The Countess opened it.

"Dear Lady:

"I am going home. Forgive my seeming rudeness. You know my moods too well, I think, not to understand that I have suddenly felt the call of the steppe. And I charge you, my old friend, as you love me, tell no one of my whereabouts.
Ever your devoted

"Natalie."

That was all.

"This note, FranÇois—why was it not given me before?" she asked the footman sharply.

"Ah, pardon Madame—they did not tell me you had returned until just now. And Mademoiselle charged me to deliver it to you with my own hands."

The Countess motioned him away. Had she been indiscreet to take Sir Paul so quickly into her confidence? It was still not too late, probably, for a messenger to catch him at the HÔtel du Rhin before he left. He was too much a gentleman, she knew, not to consider as unsaid the information she had given him, if she asked it of him.

"Pouf!" she exclaimed, with a shrug. "This is but the whim of a girl who does not know her own mind. Come—I will be a consistent fatalist. The affair is out of my hands. After all, it is just what I have long wished—though I never dreamed for such good fortune as that it would be Sir Paul Verdayne. She'll simply have to forgive me"—and the Countess smilingly hummed an old Dalmatian love-song as she left the room.

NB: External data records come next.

PR #1469, opened 2018-11-29
Removing {:target=“_blank”}

wsfuller:
With the new Learning Center we can no longer process {:target=“_blank”} like what was done with previous docs setup. However, any external link will have target and relationship attributes applied to it with a Markdown transforming plugin.

We are also fully migrating from getpostman.com/docs over to learning.getpostman.com over the next several days.


numaanashraf:
@wsfuller LGTM. Feel free to merge when you are ready.

wsfuller:
@numaanashraf Looks like I'm blocked from Merging

screen shot 2018-11-29 at 3 54 55 pm

numaanashraf:
@wsfuller could you try again? I've given you access.

PR #1535, opened 2019-03-11
Update and rename migrating_to_postman_v7.md to migrating_to_v7.md

abhijitkane:
The incorrect name/slug was causing problems updating the learning center


numaanashraf:
@ArifPMan Please take care of inconsistencies like these.

PR #1551, opened 2019-04-02
Updated poweredBy to false to remove Algolia logo

tristandenyer:
We pay for the Algolia search, so removing the logo.


loopDelicious:
🍰

PR #1574, opened 2019-04-26
setNextRequest scope: clearer guideline

p00j4:
**Change:** setNextRequest -> scope -> clearer message
**Why**
The current message says "postman.setNextRequest() is always executed at the end of the current script" which is ambiguous to understand as the current script can be "Pre-Request" or "Test" 
due to misunderstanding, I ended up investing time in debugging the actual cause. 

Discussion with Joyce [here for reference](https://community.getpostman.com/t/workflow-how-to-run-another-test-in-loop/2126/7?u=p00j).


ArifPMan:
We are not supporting the v5 branch. So, I'd like to delete this PR. Hope you're fine with this.

PR #1581, opened 2019-05-03
Fixed broken link for Markdown Styling collection in markdown documentation page

bhargavkaranam:


loopDelicious:
@bhargavkaranam looks like the link in v6 is different / broken

PR #1629, opened 2019-05-25
Updating Sync Screen & Content

ArifPMan:


tristandenyer:
@kaustavdm @DannyDainton c an you review for content/features to make sure they are correct? If so, please merge, verify in prod and delete branch.

PR #1714, opened 2019-07-25
[RUNTIME-937] Add settings docs for Max Response Size

arnitkun:
Added description for "max response size" option in the settings window.

### DIFF
--- a/v6/settings/settings.md
+++ b/v6/settings/settings.md
@@ -44,6 +44,11 @@ Prevent requests that return a 300-series response to be automatically redirecte
 * **Send anonymous usage data to Postman**
 Option to disable anonymous usage data, that we at Postman use to make Postman a better product. 
 
+* **Max response size**
+Option to limit the size of response (in Megabytes) that is received by postman from a server. Without setting a limit,
+postman app will give an error stating that the received response is large if it exceeds the default value of 50 MB.
+Note that setting this to a very large value to receive huge response might take postman a while.
+
 ### Theme
 
 Postman comes in two themes - light and dark. Choose the one that you're more comfortable working with.
--- a/v6/settings/settings.md
+++ b/v6/settings/settings.md
@@ -45,9 +45,9 @@ Prevent requests that return a 300-series response to be automatically redirecte
 Option to disable anonymous usage data, that we at Postman use to make Postman a better product. 
 
 * **Max response size**
-Option to limit the size of response (in Megabytes) that is received by postman from a server. Without setting a limit,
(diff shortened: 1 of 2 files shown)


v6/settings/settings.md
```diff
@@ -44,6 +44,11 @@ Prevent requests that return a 300-series response to be automatically redirecte
 * **Send anonymous usage data to Postman**
 Option to disable anonymous usage data, that we at Postman use to make Postman a better product. 
 
+* **Max response size**
+Option to limit the size of response (in Megabytes) that is received by postman from a server. Without setting a limit,
```
kaustavdm: Rephrase this as the limit of response size that Postman will attempt to render. Setting this to a higher value will make Postman use more memory to render.

v6/settings/settings.md
```diff
@@ -44,6 +44,11 @@ Prevent requests that return a 300-series response to be automatically redirecte
...
+postman app will give an error stating that the received response is large if it exceeds the default value of 50 MB.
```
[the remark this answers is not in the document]
kaustavdm: Postman does not really give an error, but tells you that the response is too large to handle. User can then choose to download the response.

v6/settings/settings.md
```diff
@@ -44,6 +44,11 @@ Prevent requests that return a 300-series response to be automatically redirecte
 * **Send anonymous usage data to Postman**
 Option to disable anonymous usage data, that we at Postman use to make Postman a better product. 
 
+* **Max response size**
+Option to limit the size of response (in Megabytes) that is rendered by Postman. If the limit is exceeded,
+Postman will inform the user that the received response is large (default limit: 50 MB) and provide options to increase the size limit or download the response.
+Note that setting this to a very large value to receive huge response will require greater amount of memory to render and may take some time.
```
saswatds: @kaustavdm  Technically, setting this to very large values (>200mb) impacts the performance of the app. The response might be very slow to render and in worst-case may even crash the app.
I am not very certain if we should put this point strongly or not. Your call. Other wise LGTM

kaustavdm: @arnitkun Rephrase the last sentence as "setting this to a high value can impact app performance".

kaustavdm:
@tristandenyer Can you confirm if this change is made to the right file? I see 2 different files in `./v6/` for settings with identical content. Holding off merging till you confirm.

tristandenyer:
@kaustavdm I don't see these changes in Production. I also don't see any updates having been logged in Contentful. Something isn't right. 🤔

kaustavdm:
@tristandenyer any pointers on where I can check for this? Is there any way to trigger the changes?

PR #3498, opened 2021-09-22
[MARKENG-719] updated LI bullets to accept p tag inside li

tristandenyer:
Markdown applies a <p> to contents in an LI that has an indented UL below it. Targeting the li > p left an odd space to the left, so had to revert how we do bullets for these.

BEFORE
Screen Shot 2021-09-22 at 10 07 21 AM

AFTE
Screen Shot 2021-09-22 at 10 07 03 AM
R


mclausaudio (approved):
LGTM

brandonmcastillo (approved):
LGTM

PR #3500, opened 2021-09-22
Downgrade Bootstrap and jQuery packages to match WWW

brandonmcastillo:
Removed ^ symbol to avoid upgraded packages.
I also removed body-scroll-lock package since it is not being used in the navbar.


mclausaudio (approved):
LGTM

PR #3501, opened 2021-09-22
Remove flipped home icon in global nav

brandonmcastillo:
Icon was causing issues on Safari. I removed the flipped icon css and updated the HTML to reflect the changes.


tristandenyer (approved):

ch264 (commented):
LGTM

PR #3507, opened 2021-09-23
Update screenshots

sowmyaraj92:
* Installation and settings


jkonrath-postman (approved):
I backed out the change from introduction and moved it to a different branch (we talked offline about it...) 

Otherwise LGTM

PR #3510, opened 2021-09-23
search and replace for spurious character --> regular spacebar space

tristandenyer:
- did a search and replace for the spurious character ( , or U+A0, nonbreaking space), and replaced with regular spacebar space.
- this is to see if this clears up build errors we are seeing.
- previous commit we saw this character broke an anchor link, so the hypothesis is that it is not being recognized as a true nonbreaking space on build
Screen Shot 2021-09-23 at 11 08 57 AM


ch264 (approved):
lgtm

jkonrath-postman (approved):
LGTM

PR #3511, opened 2021-09-23
update ✦ to use CSS code value

tristandenyer:
in the effort to remove all the pasted in symbols and non-alpha and non-numeric values, changing ✦ to use CSS code value in CSS


ch264 (approved):
LGTM ✦

PR #3514, opened 2021-09-23
[MARKENG-721] Codeblocks styles updates, remove orange side margin and change the margin size

pamelagilmour:


src/templates/doc.scss
```diff
@@ -98,6 +98,11 @@
       padding-bottom: 2px;
       text-decoration: none;
     }
+
+    .before:hover {
```
tristandenyer, line 102: @pamelagilmour did you mean `:before:hover`? Not sure we have className of `before`. And I think the ordering for this would be `:hover:before`.

tristandenyer (changes requested):

src/templates/doc.scss
pamelagilmour: Oh this was work from a different branch that got brought over. I will fix now.

PR #3517, opened 2021-09-23
updated inline code block styles + line-height for <p>

tristandenyer:
- updated the inline <code> to match styles in Sandbox (see screesnhot)
- update <p> tag line-height to match styles in Sandbox

Screen Shot 2021-09-23 at 2 11 53 PM


brandonmcastillo (approved):

ch264 (approved):
lgtm

PR #3518, opened 2021-09-23
[MARKENG-723] removed hover state from linked images

tristandenyer:
Removes this hover state on linked images, while retaining the bottom-border on inline links.

Screen Shot 2021-09-23 at 3 21 57 PM


ch264 (approved):
LGTM

PR #3521, opened 2021-09-24
changed search result styling

ch264:
Screen Shot 2021-09-24 at 9 13 10 AM


tristandenyer:
@ch264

Meanwhile, Paul paced the floor of his sitting-room impatiently while Baxter packed his luggage. A strange exultation moved him, and he dreamt of joy and love. To him, his dreams were more than mere bubbles—before his eyes lay all the glory of the earth, and a whole Heaven besides. Ah! if the good god-mother could only have endowed him with seven-leagued boots! He could scarcely wait for the long journey to be finished. And it had not yet begun.

"Hurry, Baxter!" he called, as he looked again at his watch. And Baxter, thinking of the pretty femme de chambre, once more was tempted to give notice.